For the anechoic model, the mixtures contained the two sources with relative amplitudes (1.1, 0.9) and sample delays (-2, 2) and for the third mixture with a microphone array, the mixing complex matrix is chosen randomly.
(a)In figure 5, we represent the two original speech signals, male and female recorded from the TIMIT database. In figure 6, we show the signals mixed by convolution with the three types of mixing model, and in figure 7, the estimated signals after applying the OPCA, C-FICA and DUET approaches.
Figure 5: (a): Original signals: Male sentence: "This brings us to the question of accreditation of art schools in general", (b): female sentence: "She had your dark suit in greasy wash water all year".
Figure 6: Signals mixed by convolution with: (a) HRTF model, (b) Anechoic model and (c) Microphone Array.
Figure 7: Estimated signals by: (a) the OPCA method, the DUET method, (c) the C-FICA method.
For PESQ evaluation, OPCA was the best one in comparison with the C-FICA and DUET approaches, and this is true for the three types of mixing, which we can see in Table 1. Note that for anechoic mixing, DUET gives a good PESQ but not as good as the OPCA method.
Table 1: Comparison of PESQ for the C-FICA, DUET and the OPCA methods
Microphone array with complex matrix
The input Signal-to-Interference-Ratio (SIRin) before separation was -4.66 dB for the male speech and -1.75 dB for the female speech. In Table 2, SIRout represents the output Signal-to-Interference-Ratio after separation, when Starget in eq. (26) is the original speech signal and the interference einterf , the difference between the original and estimated speech signals.
As shown in Table 2, the ratio SIRout of the OPCA method is larger than the SIRout of the C-FICA and the DUET approaches. Taking as an example the HRTF mixing model, the improvement in the SIRout ratio for C-FICA was 8.36 dB and 4.81 dB respectively for male and female speech. It was 3.81 dB and 1.66 dB for DUET and by 23 dB and 29.31 dB against the OPCA approach.
Table2: Comparison of SIR for the C-FICA, DUET and OPCA methods.
Microphone array with complex matrix
In frequency domain algorithms, the challenge is to solve the permutation ambiguity, i.e., to make the permutation matrix P(f) independent of frequency.

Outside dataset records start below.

PR #295, opened 2020-09-18
Add transforms to support users with matching names

iwootten:

Adds a number of transforms to placeholders for displaying middle names when first and last name match.

Changes to the `test_list_collector_same_name_items` now demonstrate both transforms at work. Full names for all householders will be displayed on the summary page if any householder has duplicate names to another, the edit page will show middle names only if that person shares their first/last name with someone else in the household.

NB. Originally I had used a new source of "list_item_id" to return the list_Item_id, but this seemed very specific and after discussion felt it better we add a "location" source. The renderer already takes both a list_item_id and location and we actually return that of list_item_id in the new transforms - to use location requires significant change to the existing context design (as they don't always have the property) which didn't seem required for this feature. If we ever have a need for other location properties in transforms, then we can perhaps look at refactoring contexts to support them.

### How to review 

### DIFF
--- a/scripts/run_validator.sh
+++ b/scripts/run_validator.sh
@@ -1,4 +1,4 @@
 #!/usr/bin/env bash
-tag=resolve-name-display
+tag=latest
 docker pull onsdigital/eq-questionnaire-validator:$tag
 docker run -d -p 5001:5000 "onsdigital/eq-questionnaire-validator:$tag"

Especially when the number of sources and sensors is large, recovering consistent permutations is a severe problem. With N model sources there are N! possible permutations in each frequency bin . Many frequency domain algorithms provide ad hoc solutions, which solve the permutation ambiguity only partially, thus requiring a combination of different methods. The problem is not very severe in our case, because we work with two sources.
We have presented a blind speech separation technique of convolutive mixtures using an oriented principal component analysis method. All earlier approaches have consistently used two steps: one pre-processing (sphering) step followed by a second-order analysis method such as PCA. The OPCA approach has the advantage that no pre-processing step is required, as sphering is implicitly incorporated in the signal-to-signal ratio criterion, which is optimized by OPCA .
The proposed separation technique of mixed observations into source estimates is effective, as shown in the time domain. Subjective evaluation is performed through listening to the estimated signals before and after mixing and after separation was used. The results are very satisfactory; we obtained a very good separation. We tested the method with other speech signals from the TIMIT database, Noizeus and the AURORA database and the results were similar. These results confirm the efficiency of the OPCA method in convolutive mixtures that we previously used for the first time, in the separation of speech signals in an instantaneous mixing case . We are continuing our research efforts by implementing a combination of OPCA and different methods, for resolving the problem of permutation ambiguity and applying it in a mobile communication framework.